Any company of any size is vulnerable to union organizing. There are companies with as few as 20 or fewer employees who have chosen to join a union. The answer to the question, "Can a union organize my employees?" is a resounding "Yes!" It is important for your managers and supervisors – the people closest to employees on a day-to-day basis – to develop the ability to recognize signs their employees are thinking about or talking to unions. 

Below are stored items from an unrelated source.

PR #41, opened 2015-10-17
CFY-3437 fix agent configuration

dankilman:


test-requirements.txt
```diff
@@ -4,5 +4,4 @@ unittest2
 FileServer
 
 # for creating the agent package in tests
-https://github.com/cloudify-cosmo/cloudify-agent-packager/archive/3.3m6.zip
-
+https://github.com/cloudify-cosmo/cloudify-agent-packager/archive/master.zip
```
dankilman: @nir0s what should be the version here?

nir0s: 3.5.3

dankilman: shouldn't the version tool do its thing here?

PR #43, opened 2015-10-21
CFY-3463 Wagon plugins support

dankilman:


cloudify_agent/api/plugins/installer.py
```diff
@@ -34,15 +41,36 @@ def __init__(self, logger=None):
...
 
-    def install(self, source, args=''):
-
+    def install(self, plugin, blueprint_id=None):
         """
         Install the plugin to the current virtualenv.
 
-        :param source: URL to the plugin. Any pip acceptable URL is ok.
-        :param args: extra installation arguments passed to the pip command
+        :param plugin: A plugin structure as defined in the blueprint
```
nir0s: please add the `blueprint_id` param as well.

cloudify_agent/api/plugins/installer.py
```diff
@@ -34,15 +41,36 @@ def __init__(self, logger=None):
...
         """
+        plugin_id = get_plugin_id(plugin)
+        source = get_plugin_source(plugin, blueprint_id)
+        args = get_plugin_args(plugin)
+        if plugin_id:
+            self._wagon_install(plugin_id, args)
+            return plugin['package_name']
+        elif source:
+            return self._pip_install(source, args)
```
nir0s: as far as I understand, our assumption is that when users declare a plugin in the blueprint, we will look for that plugin and fallback to installation from 'source' only if a source is declared in the blueprint as well. Now let's say that a user declared a plugin and did not intend to install from source.. but they misspelled the version and thus we couldn't find the wagon. In such a care, the plugin_id will be None and we will fallback to source. I believe that in this case, we should at least log a warning stating that the required plugin could not be found and that we're falling back.

cloudify_agent/api/plugins/installer.py
```diff
@@ -34,15 +41,54 @@ def __init__(self, logger=None):
...
+                             'name: {1}'.format(plugin_id, package_name))
+            try:
+                self._wagon_install(plugin_id, args)
+            except Exception as e:
+                raise NonRecoverableError('Failed installing managed '
+                                          'plugin: {0} [{1}][{2}]'
+                                          .format(plugin_id, plugin, e))
+            return package_name
+        elif source:
+            self.logger.info('Installing plugin from source')
```
nir0s: Please specify the source in the message.

cloudify_agent/api/plugins/installer.py
```diff
@@ -221,3 +262,89 @@ def extract_package_name(package_dir):
...
+        return None
+
+    plugin_result = max(plugins,
+                        key=lambda plug: LooseVersion(plug.package_version))
+    return plugin_result.id
+
+
+def get_plugin_source(plugin, blueprint_id=None):
+
+    source = plugin.get('source') or ''
```
nir0s: `get('source', '')` ?

cloudify_agent/api/plugins/installer.py
```diff
@@ -34,15 +41,54 @@ def __init__(self, logger=None):
...
-        :param source: URL to the plugin. Any pip acceptable URL is ok.
-        :param args: extra installation arguments passed to the pip command
+        :param plugin: A plugin structure as defined in the blueprint.
+        :param blueprint_id: The blueprint id associated with this
+                             installation. if specified, will be used
+                             when downloading plugins that were included
+                             as part of the blueprint itself.
         """
+        plugin_id = get_plugin_id(plugin)
+        source = get_plugin_source(plugin, blueprint_id)
```
nir0s: is there a reason for calling this method even if `plugin_id` is set?

cloudify_agent/api/plugins/installer.py
```diff
@@ -221,3 +262,89 @@ def extract_package_name(package_dir):
...
+        blueprint_plugins_url = '{0}/{1}/plugins'.format(
+            blueprints_root, blueprint_id)
+
+        source = '{0}/{1}.zip'.format(blueprint_plugins_url, source)
+
+    return source
+
+
+def get_plugin_args(plugin):
+    args = plugin.get('install_arguments') or ''
```
nir0s: plugin.get('install_arguments', '' )...

cloudify_agent/api/plugins/installer.py
```diff
@@ -34,15 +41,54 @@ def __init__(self, logger=None):
...
+        if plugin_id:
+            package_name = plugin['package_name']
+            self.logger.info('Installing managed plugin: {0} based on package_'
+                             'name: {1}'.format(plugin_id, package_name))
+            try:
+                self._wagon_install(plugin_id, args)
+            except Exception as e:
+                raise NonRecoverableError('Failed installing managed '
+                                          'plugin: {0} [{1}][{2}]'
+                                          .format(plugin_id, plugin, e))
```
adamlavie: str(e)

cloudify_agent/api/plugins/installer.py
```diff
@@ -221,3 +262,89 @@ def extract_package_name(package_dir):
...
+    source = plugin.get('source') or ''
+    if not source:
+        return None
+    source = source.strip()
+
+    # validate source url
+    if '://' in source:
+        split = source.split('://')
+        schema = split[0]
+        if schema not in ['http', 'https']:
```
nir0s: btw, I dunno how exactly it works with banks and the likes.. but I'm pretty sure we need to start supporting ftp for downloads :)

cloudify_agent/api/plugins/installer.py
```diff
@@ -221,3 +262,89 @@ def extract_package_name(package_dir):
         cwd=package_dir
     ).std_out
     return plugin_name
+
+
+def get_plugin_id(plugin):
+    package_name = plugin.get('package_name')
```
nir0s: Is there currently a way for us to simply provide a url/blueprint-relative-path to a wagon archive for installation?
It would seem good to me to allow users to override the querying mechanism and just allow them to state: "this is the wagon I want for this plugin and I don't give a sh*t about anything else" :)

cloudify_agent/api/plugins/installer.py
dankilman: no need for str(e) within `format`. it gets called by `format`

cloudify_agent/api/plugins/installer.py
dankilman: this is not my code. i would rather leave it as is for now as I don't want do deal with the implications of changing this now

cloudify_agent/api/plugins/installer.py
dankilman: again, copy/pasted from a different location. will not deal with this now

cloudify_agent/api/plugins/installer.py
dankilman: again

cloudify_agent/api/plugins/installer.py
dankilman: good suggestion, not sure how to expose it though

adamlavie: maybe plugin_id?

PR #47, opened 2015-10-26
CFY-3436 fix download path

dankilman:


cloudify_agent/api/plugins/installer.py
```diff
@@ -75,8 +75,8 @@ def install(self, plugin, blueprint_id=None):
 
     def _wagon_install(self, plugin_id, args):
         client = get_rest_client()
-        fd, wagon_path = tempfile.mkstemp()
-        os.close(fd)
+        wagon_dir = tempfile.mkdtemp(prefix='{0}-'.format(plugin_id))
+        wagon_path = os.path.join(wagon_dir, 'wagon.tar.gz')
```
adamlavie: plugin_dir/plugin_path/plugin.tar.gz would make more sense to me

PR #52, opened 2015-10-28
CFY-3040 broker credentials bugfix

konradxyz:


cloudify_agent/operations.py
```diff
@@ -195,17 +195,14 @@ def _get_broker_url(ctx, agent):
...
-                        'manager_port', 'broker_url', 'broker_port',
-                        'broker_ip', 'key', 'version']
-    for field in fields_to_delete:
-        if field in new_agent:
-            del(new_agent[field])
+    new_agent = {}
     new_agent['name'] = utils.internal.generate_new_agent_name(
         old_agent['name'])
     new_agent['remote_execution'] = True
+    fields_to_copy = ['windows', 'ip', 'basedir', 'user']
```
dankilman: can you explain the reason for this fix?

dankilman:
can you explain the reason for this fix?

cloudify_agent/operations.py
dankilman: when do we actually need to preserve any old property? if we simply call `reinstallation_attributes` with an empty initial new_agent dict, should that suffice?
The runtime property gets populated in the first place from similar methods in the configuration module.

konradxyz: Not exactly.
reinstallation_attributes is working differently.
Your usual configuration function first adds data from runtime properties, then properties, then defaults and if everything else fails code of the function is expected to fill in the gaps.
reinstallation_attributes on the other hand gives priority to the function code, and uses runtime properties/properties as fallback.
Otherwise we would end up installing agent in directory where old agent was installed.

Quick analysis of the code suggests that it would be sufficient to copy `windows` field.

dankilman: ok.
can you explain why need to keep the `windows` field?

konradxyz: Otherwise this line will fail:
https://github.com/cloudify-cosmo/cloudify-agent/blob/master/cloudify_agent/installer/config/configuration.py#L145
The more I think about it the more shaky it seems.
I think it might be a good idea to change this to use standard priorities from configuration module, just skipping runtime properties.

PR #74, opened 2015-12-04
Cfy 4381 certificates support

konradxyz:


dankilman:
Do we know why appveyor is failing?

cloudify_agent/operations.py
```diff
@@ -208,27 +184,57 @@ def create_new_agent_dict(old_agent):
     new_agent['manager_file_server_url'] = get_manager_file_server_url()
     # Assuming that if there is no version info in the agent then
```
dankilman: This comment should probably be moved to where version is currently assigned.

cloudify_agent/operations.py
```diff
@@ -208,27 +184,57 @@ def create_new_agent_dict(old_agent):
...
+    # We can't pass broker_url to Celery constructor because it would
+    # be overriden by the value from broker_config.py.
+    config = {
+        'BROKER_URL': broker_url,
+        'CELERY_RESULT_BACKEND': broker_url
+    }
+    if agent['version'] != '3.2':
+        config['CELERY_TASK_RESULT_EXPIRES'] = \
+            defaults.CELERY_TASK_RESULT_EXPIRES
+    fd, cert_path = tempfile.mkstemp()
```
dankilman: Do these two lines get tested on windows?
I recall vaguely that this approach caused problems in windows once when I tried it.

cloudify_agent/operations.py
```diff
@@ -208,27 +184,57 @@ def create_new_agent_dict(old_agent):
...
+    finally:
+        os.remove(cert_path)
+
+
 def create_agent_from_old_agent(install_agent_timeout=300):
     if 'cloudify_agent' not in ctx.instance.runtime_properties:
         raise NonRecoverableError(
             'cloudify_agent key not available in runtime_properties')
     old_agent = ctx.instance.runtime_properties['cloudify_agent']
+    old_agent['version'] = old_agent.get('version', _VERSION)
```
dankilman: Can we use a mechanism similar to
https://github.com/cloudify-cosmo/cloudify-manager/pull/365/files#diff-65e4c2d1d79b4b1b3b988c9be1803305R306
instead of hard coding the default `_VERSION` value?

cloudify_agent/operations.py
```diff
@@ -208,27 +184,57 @@ def create_new_agent_dict(old_agent):
...
     new_agent = create_new_agent_dict(old_agent)
-    # We retrieve broker url from old agent in order to support
-    # cases when old agent is not connected to current rabbit server.
-    broker_url = _get_broker_url(ctx, old_agent)
-    env_broker_url = os.environ.get('CELERY_BROKER_URL')
```
dankilman: why do we no longer need the `CELERY_BROKER_URL` env variable workaround?

konradxyz:
Not really.

I've run failing test manually and I wasn't able to reproduce this error.
I've created dummy empty PR to make sure that this error is related to this PR.

cloudify_agent/operations.py
konradxyz: Yes, these lines are tested in test_operations.py:TestCreateAgentAmqp.test_create_agent_from_old_agent

cloudify_agent/operations.py
konradxyz: We no longer use this variable.
It was removed when broker_config.py was added.

cloudify_agent/operations.py
konradxyz: And of course these lines are not expected to be run in windows environment.

cloudify_agent/operations.py
konradxyz: This is good idea but I think this change is not related to problem we are solving in this PR.

cloudify_agent/operations.py
dankilman: yup, true dat.

cloudify_agent/operations.py
dankilman: can we still do it?

pleszcz:
@dankilman please close

PR #21, opened 2018-06-04
started ui components

JahlomP:
It adds ui components menus


camwiegert:
Thanks for taking the time to do this! We've actually got different plans for the `/components` route. This looks to be what we've got in the [API reference](https://beta.ionicframework.com/docs/api).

There are sometimes obvious signs indicating the first step of union organizing is in progress. For example, a supervisor notices workers have union materials inside their lunchboxes. A manager may notice employees congregating before and after work in the parking lot and having deep and sometimes animated discussions. Recognizing a change in employee behaviors with no obvious explanation is not always easy, especially if your leaders are not well-trained in understanding patterns of behaviors that point to unions. 

We have previously discussed the signs of union involvement with employees. Some are subtle signs of union organizing, while other indicators of union organizing are more obvious. You may walk into a lunchroom and find a union authorization card someone carelessly left lying on the table, but it's seldom that simple. Following are a few more examples of how employee behaviors should alert your leaders to possible unionization.   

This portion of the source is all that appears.